Scanning the entries below, copy every line that contains the word "behavior".

◆ ◆ ◆

Issue #5835, opened 2021-12-16
ContextMenu stops working if its owner is removed from the visual tree


SamBent:
[Port of a servicing fix for .NET 4.7-4.8]
 
 **Problem description:**
If user invokes a ContextMenu (e.g. right-clicking on its owner), but the owner leaves the visual tree before the ContextMenu actually displays, the ContextMenu never displays again.  This is interesting when the ContextMenu is shared by multiple owners - it won't display for other owners, even when the other owners remain in the visual tree normally.
 
 **Actual behavior:** 
Invoking the ContextMenu does nothing.
 
 **Expected behavior:**
ContextMenu displays
 
 **Minimal repro:**

huiliu-code:
Could you show a minimal example of a reproducible problem?

vishalmsft:
Hi @huiliu-code , attached is the [sample project](https://github.com/dotnet/wpf/files/7778762/TestPopupMenu2.zip). Steps are
1. Start the debugging.
2. Click on "Start Test"
3. Multiple quick right click on List Items. 
4. Once Context Menu stops showing up, it never shows up again.

The PR fix that behavior.

PR #5843, opened 2021-12-16
Port "remove ContextMenu owner" fix from 4.8

SamBent:
Addresses #5835
This is a port of a servicing fix in .NET 4.7-4.8.

## Description

There are two reasons the context menu does not display.  The first reason is that its owner gets removed from the tree after the right-button-up gesture but before the PopupControlService initiates the display logic.  The logic notices that the owner is not being displayed, and therefore doesn't display the context menu.  This is by design - you shouldn't display a context menu for an element that isn't itself visible.

The second reason is that the (shared) context menu is in a bad state, where it's marked IsOpen=true, but isn't actually being displayed.  The display logic doesn't do anything, since it thinks the menu is already open.  This is a bug, left over from the first case, which doesn't reset IsOpen to false when it aborts the display logic.   The net effect is that once a context menu doesn't open because of reason 1, it will never open again, even in cases where it should.

The fix is to reset the context menu's state when aborting the display logic.

## Customer Impact

ContextMenus stop working

## Regression

No

## Testing

Standard regression testing.

## Risk

Low. Port of a .NETFx servicing fix released earlier this year.


vishalmsft (approved):
Reviewed with the test project attached in the issue.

◆ ◆ ◆

## SOLUTION TO THIS PROBLEM
 **Actual behavior:** 
 **Expected behavior:**
The PR fix that behavior.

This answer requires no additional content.